AWS EMR Up & Running
The following will launch an EMR cluster with a single master node and 20 core nodes. The cluster runs version 2.8.5 of Amazon's Hadoop distribution, Hive 2.3.4, Presto 0.214 and Spark 2.4.0. All nodes are spot instances to keep the cost down.
$ aws emr create-cluster
--applications \
Name=Hadoop \
Name=Hive \
Name=Presto \
Name=Spark \
--auto-scaling-role EMR_AutoScaling_DefaultRole \
--ebs-root-volume-size 10 \
--ec2-attributes '{
"KeyName": "emr",
"InstanceProfile": "EMR_EC2_DefaultRole",
"EmrManagedSlaveSecurityGroup": "sg-...",
"EmrManagedMasterSecurityGroup": "sg-..."
}' \
--enable-debugging \
--instance-groups '[
{
"Name": "Core - 2",
"InstanceCount": 20,
"BidPrice": "OnDemandPrice",
"InstanceType": "m3.xlarge",
"InstanceGroupType": "CORE"
},
{
"InstanceCount": 1,
"Name": "Master - 1",
"InstanceGroupType": "MASTER",
"EbsConfiguration": {
"EbsOptimized": false,
"EbsBlockDeviceConfigs": [
{
"VolumeSpecification": {
"VolumeType": "standard",
"SizeInGB": 400
},
"VolumesPerInstance": 1
}
]
},
"BidPrice": "OnDemandPrice",
"InstanceType": "m3.xlarge"
}
]' \
--log-uri 's3n://aws-logs-...-eu-west-1/elasticmapreduce/' \
--name 'My cluster' \
--region eu-west-1 \
--release-label emr-5.20.0 \
--scale-down-behavior TERMINATE_AT_TASK_COMPLETION \
--service-role EMR_DefaultRole \
--termination-protected
With the cluster provisioned and bootstrapped I was able to SSH in.
$ ssh -i ~/.ssh/emr.pem \
hadoop@54.155.139.6
__| __|_ )
_| ( / Amazon Linux AMI
___|\___|___|
https://aws.amazon.com/amazon-linux-ami/2018.03-release-notes/
3 package(s) needed for security, out of 6 available
Run "sudo yum update" to apply all updates.

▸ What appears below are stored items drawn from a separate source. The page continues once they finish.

PR #293, opened 2024-11-08
Android build fixes (build with -fPIC)

lhoward:
Build with -fPIC on Android as it is not the default, and is necessary if swift-crypto is to be embedded into a shared library.

### DIFF
--- a/Package.swift
+++ b/Package.swift
@@ -114,6 +114,7 @@ let package = Package(
                  */
                 .define("OPENSSL_NO_THREADS_CORRUPT_MEMORY_AND_LEAK_SECRETS_IF_THREADED", .when(platforms: [Platform.wasi])),
                 .define("OPENSSL_NO_ASM", .when(platforms: [Platform.wasi])),
+                .unsafeFlags(["-fPIC"], .when(platforms: [Platform.android])),
             ]
         ),
         .target(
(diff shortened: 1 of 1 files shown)


Lukasa (changes requested):
We cannot set unsafe flags, unfortunately, as they prevent the library being used as a dependency.

lhoward:
Ah, yes, right you are.

@finagolfin is there a way to ensure the Android SDK is always compiling PIC even when not building shared libraries?

lhoward:
I'm going to close this because it needs to be fixed in the Android SDK.

finagolfin:
> is there a way to ensure the Android SDK is always compiling PIC even when not building shared libraries?

We used to [set it in the destination config until Swift 6](https://github.com/finagolfin/swift-android-sdk/commit/aa00f197c43aeb229233f989e0450f31c62b26f1#diff-2cefc1d2eca9206472cbc8b16427c9a526e6210be5086f0404b942c9a44b1dfdL7), but I thought it was made the default now, so I didn't bother setting it in the new Swift 6 SDK bundle.

If that's not the case, you can always pass in `-Xcc -fPIC` on the command-line, or we can change the default for the Android SDK bundle.

lhoward:
Thanks. Actually I just removed the swift-crypto dependency from my app, was the simplest solution for now :)

PR #297, opened 2024-11-14
add .spi.yml

rnro:
Add .spi.yml for `Crypto` target so that DocC documentation is generated.


glbrntt (approved):

0xTim:
Could we incorporate 283 to add Crypto Extras as well?

PR #299, opened 2024-11-18
Potentially Inconsistent Coordinate Slicing

dimitribouniol:
Replaced potentially unexpected accesses to coordinate slices with consistent ranges no matter if the raw representation is a root or a slice of data.

### Checklist

### Motivation:

As discussed [in slack](https://swift-open-source.slack.com/archives/C04SH3Y3X27/p1731924717212829), `.prefix(upTo:)` and `.suffix(from:)` are problematic when you don't know the origin of `Data`, as a slice of Data can have a non-zero `startIndex`, causing downstream misalignment. For myself, this happened when I tried accessing the `rawRepresentation` of an ECDSA's PublicKey, which was derived from the x963 representation, and thus had a start offset of 1. Although the code performed as expected, this seemed like a mistake waiting to happen as changing how `rawRepresentation` is derived for signatures could cause a similar headache in the future, especially so for anyone reading the code as a reference (it me!).

### Modifications:

Since the use cases here were to split the `Data` in half, I replaces the uses of `.prefix(upTo:)` and `.suffix(from:)` with `.prefix()` and `.suffix()` respectfully.

### Result:

No change to behavior, but more semantically correct code.

### DIFF
--- a/Sources/Crypto/Signatures/ECDSA.swift
+++ b/Sources/Crypto/Signatures/ECDSA.swift
@@ -66,7 +66,7 @@ extension P256.Signing {
             let combined = rawRepresentation
             assert(combined.count % 2 == 0)
             let half = combined.count / 2
-            return (combined.prefix(upTo: half), combined.suffix(from: half))
+            return (combined.prefix(half), combined.suffix(half))
         }
 
         /// Creates a P-256 digital signature from a Distinguished Encoding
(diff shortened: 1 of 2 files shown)


Lukasa (approved):

Lukasa:
Thanks @dimitribouniol! :sparkles:

PR #302, opened 2024-11-26
Enable swift-format in CI

simonjbeaumont:
## Motivation

As part of the Github Actions CI migration we held off enabling the format check and moving to the same formatting rules as Swift NIO, but we'd like to do that now.

## Modifications

- Add a script to generate (and update) the `.swiftformatignore` file since this repo only wants to format a specific set of files matching a pattern.
- Generate and commit the `.swiftformatignore` file.
- Run the fomatter and commit the results.
- Additional commits to satisfy the remaining linter rules that weren't auto-fixed by swift-format.
- Enable the format check in CI.

## Result

- Code that's not shared is formatted with a style consistent with the other repos this team maintain.
- CI is now checking code format again.


.github/workflows/pull_request.yml
```diff
@@ -10,7 +10,7 @@ jobs:
     uses: swiftlang/github-workflows/.github/workflows/soundness.yml@main
     with:
       license_header_check_project_name: "SwiftCrypto"
-      format_check_enabled: false
+      format_check_enabled: true
```
rnro, line 13:
```suggestion
```

It's probably better to just let the default apply in this case.

Lukasa (approved):
Thanks @simonjbeaumont!

rnro (changes requested):
Can we remove the unnecessary parameter?

PR #314, opened 2024-12-14
Add ML-KEM post-quantum key agreement to `_CryptoExtras`

fpseverino:
Add support for ML-KEM post-quantum key encapsulation mechanism inside `_CryptoExtras`.

### Checklist

### Motivation:

One of these algorithms is ML-KEM (AKA Kyber), a module lattice-based key encapsulation mechanism standardized by NIST in [FIPS 203](https://csrc.nist.gov/pubs/fips/203/final), that is available inside BoringSSL.

By including ML-KEM inside Swift Crypto, we can get closer to normalizing quantum secure algorithms and start implementing them into our apps and libraries to make them quantum-proof.

### Modifications:

Added `MLKEM768` and `MLKEM1024` enums (generated with `gyb`) inside the `_CryptoExtras` module with corresponding `PrivateKey` and `PublicKey` structs that use BoringSSL methods to decapsulate and encapsulate ML-KEM-768 and ML-KEM-1024 ciphertexts, with the code style of other KEMs in the library (they also conform to `KEMPrivateKey` and `KEMPublicKey` protocols).

### Result:

ML-KEM key agreements can be handled with Swift Crypto.


Sources/_CryptoExtras/MLKEM/MLKEM_boring.swift.gyb
```diff
@@ -0,0 +1,305 @@
...
+        public static func generate() -> MLKEM${parameter_set}.PrivateKey {
+            .init()
+        }
+
+        /// Initialize a ML-KEM-${parameter_set} private key from a seed.
+        ///
+        /// - Parameter seed: The seed to use to generate the private key.
+        ///
+        /// - Throws: `CryptoKitError.incorrectKeySize` if the seed is not 64 bytes long.
+        public init(seed: some DataProtocol) throws {
```
Lukasa, line 54: Let's call this `seedRepresentation` both here and in the getter.

Sources/_CryptoExtras/MLKEM/MLKEM_boring.swift.gyb
```diff
@@ -0,0 +1,305 @@
...
+        }
+
+        /// Decapsulate a shared secret and create a symmetric key.
+        ///
+        /// - Parameter encapsulated: The encapsulated shared secret.
+        ///
+        /// - Throws: `CryptoKitError.incorrectParameterSize` if the encapsulated shared secret is not 1088 bytes long.
+        ///
+        /// - Returns: The symmetric key.
+        public func decapsulate(_ encapsulated: Data) throws -> SymmetricKey {
```
Lukasa, line 75: Let's make this generic over `DataProtocol`.

fpseverino: I can't if we want to conform to the `KEMPrivateKey` protocol

Lukasa: I think the generic should satisfy the protocol requirement.

Lukasa (approved):
I think this looks good as well, let's see if we can land this. Thanks @fpseverino! :sparkles:

fpseverino:
The only justification for [this error](https://github.com/apple/swift-crypto/actions/runs/14754775256/job/41420863518?pr=314#step:4:53717) (which had never happened) that I can think of is that the first byte of the random seed was already `0xff`, so the derived key is the same. [I modified the test](https://github.com/apple/swift-crypto/pull/314/commits/5fa8835a666281a6f21fdc092fef555a7d1cb63a) to change the first two bytes to `0xff`, so that the probability of this happening again is lower.

PR #315, opened 2024-12-16
FreeBSD support

michael-yuji:
Fix FreeBSD support

### Checklist

### Motivation:
To add FreeBSD support to Swift, we must ensure that swift crypto builds on FreeBSD since it's a dependency of swiftpm and several essential packages.

### Modifications:
- `Package.swift` - Ideally FreeBSD should use `.when(platforms:)` to set the corresponding swift settings and dependencies. However, `Platform.freebsd` is not yet available on swiftpm and therefore use guard the settings behind a `isFreeBSD` boolean flag. This is chosen because it minimize the diff and maintains the maximum readability.
- `cmake/modules/SwiftSupport.cmake` - add `amd64` arch support, maps  to `x86_64`.
- `**/CMakeLists.txt` - Use the Linux assembly files for FreeBSD. Both Linux and FreeBSD uses SysV ABI, and there're no syscalls involved (after all, they're supposed to be "pure") so there are no ABI compatibility problem. After all, all the tests are passing on FreeBSD with this PR.

### Result:
All the tests (via `swift test`) passed on x86_64 FreeBSD 14.1-p6, and passed on aarch64 macOS.

Test log available here: [swift-test-result.txt](https://github.com/user-attachments/files/18147920/swift-test-result.txt)


Lukasa (approved):
Thanks for this! Hopefully we'll get a FreeBSD CI environment to prevent this regressing, but for now this looks totally reasonable. Nice one! :sparkles:

Package.swift
```diff
@@ -27,9 +27,18 @@ import PackageDescription
 // To develop this on Apple platforms, set this to true
 let development = false
 
+// Ideally, we should use `.when(platforms:)` to set `swiftSettings` and
+// `dependencies` like on other platforms. However, `Platform.freebsd` is not
+// yet available, and therefore we guard the settings behind this boolean.
+#if os(FreeBSD)
```
grynspan, line 33: Want to use `.custom()` here @michael-yuji?

PR #323, opened 2025-02-10
Add the necessary swift defines in CMake for Crypto module

cmcgee1024:
### Checklist

- [X] I've run `.script/generate_boilerplate_files_with_gyb` and included updated generated files in a commit of this pull request

### Motivation:

When building SwiftPM with CMake and the swift-crypto package there are errors being produced on macOS relating to missing imports provided by the CryptoKit package.

### Modifications:

Modify the CMakeLists.txt file for the Crypto target so that the defines are set like they are in the Package.swift.

### Result:

After the change, building SwiftPM with CMake on macOS should work.

### DIFF
--- a/Sources/Crypto/CMakeLists.txt
+++ b/Sources/Crypto/CMakeLists.txt
@@ -96,9 +96,13 @@ add_library(Crypto
 target_compile_definitions(Crypto PRIVATE
   "$<$<COMPILE_LANGUAGE:Swift>:CRYPTO_IN_SWIFTPM>")
 
+target_compile_options(Crypto PRIVATE -DCRYPTO_IN_SWIFTPM="true")
+
 if(CMAKE_SYSTEM_NAME STREQUAL "Linux" OR CMAKE_SYSTEM_NAME STREQUAL "Windows" OR CMAKE_SYSTEM_NAME STREQUAL "Android" OR CMAKE_SYSTEM_NAME STREQUAL "WASI" OR CMAKE_SYSTEM_NAME STREQUAL FreeBSD)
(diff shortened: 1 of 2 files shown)


Sources/Crypto/CMakeLists.txt
```diff
@@ -96,9 +96,13 @@ add_library(Crypto
 target_compile_definitions(Crypto PRIVATE
   "$<$<COMPILE_LANGUAGE:Swift>:CRYPTO_IN_SWIFTPM>")
 
+target_compile_options(Crypto PRIVATE -DCRYPTO_IN_SWIFTPM="true")
+
 if(CMAKE_SYSTEM_NAME STREQUAL "Linux" OR CMAKE_SYSTEM_NAME STREQUAL "Windows" OR CMAKE_SYSTEM_NAME STREQUAL "Android" OR CMAKE_SYSTEM_NAME STREQUAL "WASI" OR CMAKE_SYSTEM_NAME STREQUAL FreeBSD)
   target_compile_definitions(Crypto PRIVATE
     "$<$<COMPILE_LANGUAGE:Swift>:CRYPTO_IN_SWIFTPM_FORCE_BUILD_API>")
+
+  target_compile_options(Crypto PRIVATE -DCRYPTO_IN_SWIFTPM_FORCE_BUILD_API="true")
```
Lukasa, line 105: I think these are in the wrong place, they're being set above. The issue is you're missing them in _CryptoExtras.

cmcgee1024: Confirmed. This doesn't seem to be fixing the problem.

Lukasa (approved):

PR #331, opened 2025-02-28
Replace platforms from Package manifest with availability guards

gjcairo:
Minimum deployment versions in package manifests can be problematic for libraries, because changing them or adding them to an existing package that doesn't already use them forces SemVer breaking majors. 

Furthermore, depending on a new library that specifies minimum deployment targets would force the adopting library to also have to add these platforms to its manifest (which would in turn force a major).

This PR removes the platforms stanza from the package manifest and replaces them with availability guards.
This will allow more packages to use swift-crypto, without forcing them to mint new majors to support the appropriate platforms.


Lukasa (commented):
Let's undo the change in crypto-shasum and instead have that done manually. The tool has gone a little haywire there.

Lukasa (approved):
Nice one, thanks @gjcairo!

PR #513, opened 2026-02-12
chore: add support for `pandas==3.0.0`

wanadzhar913:
Hi there, this PR adds support for the newly released `pandas==3.0.0`. However: **it only supports python 3.11** (as per [here](https://pandas.pydata.org/docs/whatsnew/v3.0.0.html#increased-minimum-version-for-python)) which results in discarding support for python 3.10.

A full list of backward incompatible API changes can be found [here](https://pandas.pydata.org/docs/whatsnew/v3.0.0.html#backwards-incompatible-api-changes).

Would love to know what the core maintainers think about whether to support or not.

### DIFF
--- a/pyproject.toml
+++ b/pyproject.toml
@@ -43,8 +43,7 @@ dependencies = [
     'pydantic (>=2.6.0,<3.0.0,!=2.10.0,!=2.10.1,!=2.10.2)',
     'jsonref (>=1.1.0,<2.0.0)',
     'tabulate (>=0.9.0,<0.10.0)',
-    'pandas (>=2.1.4,<3.0.0); python_version < "3.11"',
-    'pandas (>=2.1.4,<4.0.0); python_version >= "3.11"',
+    'pandas (>=2.1.4,<4.0.0)',
     'pillow (>=10.0.0,<13.0.0)',
     'pyyaml (>=5.1,<7.0.0)',
     'typing-extensions (>=4.12.2,<5.0.0)',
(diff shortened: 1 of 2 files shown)


pyproject.toml
```diff
@@ -43,7 +43,8 @@ dependencies = [
     'pydantic (>=2.6.0,<3.0.0,!=2.10.0,!=2.10.1,!=2.10.2)',
     'jsonref (>=1.1.0,<2.0.0)',
     'tabulate (>=0.9.0,<0.10.0)',
-    'pandas (>=2.1.4,<3.0.0)',
+    'pandas (>=2.1.4,<3.0.0); python_version < "3.11"',
+    'pandas (>=2.1.4,<4.0.0); python_version >= "3.11"',
```
dolfim-ibm: I think we should simply broaden the range.
The correct pinning based on python versions is usually needed for the lock file and should be done in the `[dependency-groups]` section.

```suggestion
    'pandas (>=2.1.4,<4.0.0)',
```

pyproject.toml
```diff
@@ -93,7 +94,8 @@ examples = [
     "datasets>=4.0.0",
     "matplotlib>=3.7.0",
     "openpyxl>=3.1.5",
-    "pandas>=2.3.3",
+    'pandas (>=2.3.3,<3.0.0); python_version < "3.11"',
+    'pandas (>=2.3.3,<4.0.0); python_version >= "3.11"',
```
dolfim-ibm: remove it completely from here

```suggestion
```

pyproject.toml
dolfim-ibm: Done in [8daaa2e](https://github.com/docling-project/docling-core/pull/513/commits/8daaa2ee7ef6f17fea06946fca4d9bf8f2a5e422)

pyproject.toml
dolfim-ibm: Done in [8daaa2e](https://github.com/docling-project/docling-core/pull/513/commits/8daaa2ee7ef6f17fea06946fca4d9bf8f2a5e422)

PR #514, opened 2026-02-13
fix: updated caption references in add_node_items

lukesan48:
### Description
Fixes a bug where a `TableItem` caption reference was not correctly updated during document-to-document node transfers. The index was carried over exactly instead of updating.

When using `add_node_items` to copy elements (like a Table) from a source document to a destination document, the caption text was being copied, but the parent element's internal `captions` list still pointed to the index in the original documen. This can result in broken references or `IndexError` in the new document.

### Related Issues
Attempt to fix docling-project/docling#2298

### Changes
- Modified `_append_item_copies` to recursively resolve, copy, and re-index captions for FloatingItems.
- Used `getattr`/`setattr` pattern to ensure compatibility with `NodeItem` base class and satisfy MyPy type checking.

### Verification
Verified with a reproduction script extracting a table from a large document:
- **Before:** New Table Caption Ref pointed to out-of-bounds index (original doc index).
- **After:** New Table Caption Ref correctly points to `#/texts/0` (new doc index).


docling_core/types/doc/document.py
```diff
@@ -4562,6 +4562,19 @@ def _append_item_copies(
         for item in node_items:
             item_copy = item.model_copy(deep=True)
 
+            # handling captions for floating items (Tables/Pictures)
+            captions = getattr(item, "captions", None)
+            if captions:
```
dolfim-ibm: instead of using `getattr` and `hasattr`, we prefer using the `isinstance(item, ...)`

lukesan48: Thanks for the review! I've updated the logic to use `isinstance(item, FloatingItem)` as requested.

I also added a new test case `(test_add_node_items_updates_captions)` to the test suite. 

Ready for another look when you have a moment!

ceberam (commented):
Thanks @lukesan48 for catching this bug!
The fix solves the issue 🏆 

However, I realize that `FloatingItem` has also other fields that would lead to the same issue: `references`, `footnotes`, and maybe `comments` from its parent too.

It would be helpful if you could address those cases in this PR. Otherwise, we can merge it as it is and create a new one.

docling_core/types/doc/document.py
```diff
@@ -4562,6 +4562,30 @@ def _append_item_copies(
         for item in node_items:
             item_copy = item.model_copy(deep=True)
 
+            # handle DocItem pointers (comments)
+            if isinstance(item, DocItem):
+                if item.comments:
+                    if isinstance(item_copy, DocItem):
+                        item_copy.comments = self._copy_and_reindex_refs(item.comments, doc=doc, parent_ref=parent_ref)
```
ceberam, line 4569: For readability, can we keep it more compact? (this one and the other similar patterns) 
 
```suggestion
            if isinstance(item, DocItem) and item.comments and isinstance(item_copy, DocItem):
                item_copy.comments = self._copy_and_reindex_refs(item.comments, doc=doc, parent_ref=parent_ref)
```

docling_core/types/doc/document.py
```diff
@@ -4578,6 +4602,31 @@ def _append_item_copies(
...
         return new_refs
 
+    def _copy_and_reindex_refs(self, ref_list: list[Any], doc: "DoclingDocument", parent_ref: RefItem) -> list[Any]:
+        """Helper to copy referenced items and return their new indices
+
+        :param ref_list: list[Any]: The list of references (e.g., captions, footnotes, comments) to be copied
+        :param doc: "DoclingDocument": The document from which the NodeItems are taken
+        :param parent_ref: RefItem: The reference of the parent item in the current document where copies will be appended to
+
+        :returns: list[Any]: A new list of references pointing to the newly appended items in the current document
```
ceberam, line 4612: Even though we have not been consistent in the past, we want to stick to the google docstring conventions at least on new code, as we specify it on [pyproject.toml](https://github.com/docling-project/docling-core/blob/main/pyproject.toml#L183)

docling_core/types/doc/document.py
```diff
@@ -4578,6 +4602,31 @@ def _append_item_copies(
 
         return new_refs
 
+    def _copy_and_reindex_refs(self, ref_list: list[Any], doc: "DoclingDocument", parent_ref: RefItem) -> list[Any]:
```
ceberam, line 4605: Fine grain comment: can we be more precise with the type hints? Would `list[Any]` rather be `list[NodeItem]` ?

ceberam (changes requested):
Thanks @lukesan48 for addressing those extra cases.
I just had some minor style comments that would be good to tackle too.

docling_core/types/doc/document.py
lukesan48: Because `item.comments` expects a `list[FineRef]` while other fields use `list[RefItem]`, MyPy throws a list invariance error if I type-hint the helper method strictly as `list[RefItem]` or `list[FineRef]`. Would you prefer I keep the type hint as `list[Any]` to handle both cases or split this into two separate helper functions?

lukesan48: @ceberam Just a gentle ping on this when you have a moment.

If list[Any] is a bit too loose for the project's typing standards, I can implement a generic TypeVar (e.g., T_Ref = TypeVar("T_Ref", bound="RefItem") alongside Sequence[T_Ref]). This approach should satisfy MyPy's strict list invariance rules while keeping the exact typing intact for both FineRef and RefItem outputs.

Let me know if you'd like me to push that update, or if you're comfortable moving forward with it as-is!

PR #519, opened 2026-02-17
feat: introduce field data model incl. Doclang serialization

vagenas:
Open points:
- [ ] DoclingDocument version bump
- Doclang deserialization
- Serialization to Markdown / HTML /...

### DIFF
--- a/docling_core/types/doc/document.py
+++ b/docling_core/types/doc/document.py
@@ -6033,16 +6033,6 @@ class DoclingDocument(BaseModel):
 
         return ser_res.text
 
-    def export_to_doclang(self) -> str:
-        """Export to Doclang."""
-        from docling_core.experimental.doclang import DoclangDocSerializer, DoclangParams
-
-        serializer = DoclangDocSerializer(
-            doc=self,
-            params=DoclangParams(),
-        )
-        return serializer.serialize().text
-
     @staticmethod
     def load_from_doctags(  # noqa: C901
         doctag_document: DocTagsDocument, document_name: str = "Document"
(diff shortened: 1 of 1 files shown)


docling_core/types/doc/document.py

EEEEEEEEEEEEEEEEEEEE MMMMMMMM MMMMMMMM RRRRRRRRRRRRRRR
E::::::::::::::::::E M:::::::M M:::::::M R::::::::::::::R
EE:::::EEEEEEEEE:::E M::::::::M M::::::::M R:::::RRRRRR:::::R
E::::E EEEEE M:::::::::M M:::::::::M RR::::R R::::R
E::::E M::::::M:::M M:::M::::::M R:::R R::::R
E:::::EEEEEEEEEE M:::::M M:::M M:::M M:::::M R:::RRRRRR:::::R
E::::::::::::::E M:::::M M:::M:::M M:::::M R:::::::::::RR
E:::::EEEEEEEEEE M:::::M M:::::M M:::::M R:::RRRRRR::::R
E::::E M:::::M M:::M M:::::M R:::R R::::R
E::::E EEEEE M:::::M MMM M:::::M R:::R R::::R
EE:::::EEEEEEEE::::E M:::::M M:::::M R:::R R::::R
E::::::::::::::::::E M:::::M M:::::M RR::::R R::::R
EEEEEEEEEEEEEEEEEEEE MMMMMMM MMMMMMM RRRRRRR RRRRRR
The CSV dataset I'll be using in this benchmark is a data dump I've produced of 1.1 billion taxi trips conducted in New York City over a six year period. The Billion Taxi Rides in Redshift blog post goes into detail on how I put this dataset together. They're stored on AWS S3 so I'll configure the aws CLI with my access and secret keys and retrieve them.
$ aws configure
I'll then set the client's concurrent requests limit to 100 so the files download quicker than they would with stock settings.
$ aws configure set \
default.s3.max_concurrent_requests \
100
I've requested an EBS storage volume on the master node so that I can download the dataset before loading it onto HDFS.
$ df -h
Filesystem Size Used Avail Use% Mounted on
devtmpfs 7.4G 80K 7.4G 1% /dev
tmpfs 7.4G 0 7.4G 0% /dev/shm
/dev/xvda1 9.8G 4.6G 5.1G 48% /
/dev/xvdb1 5.0G 33M 5.0G 1% /emr
/dev/xvdb2 33G 289M 33G 1% /mnt
/dev/xvdc 38G 33M 38G 1% /mnt1
/dev/xvdd 400G 33M 400G 1% /mnt2
I ran the following to pull the dataset off of S3.
$ mkdir -p /mnt2/csv/
$ aws s3 sync s3://<bucket>/csv/ /mnt2/csv/
I then ran the following to push the data onto HDFS.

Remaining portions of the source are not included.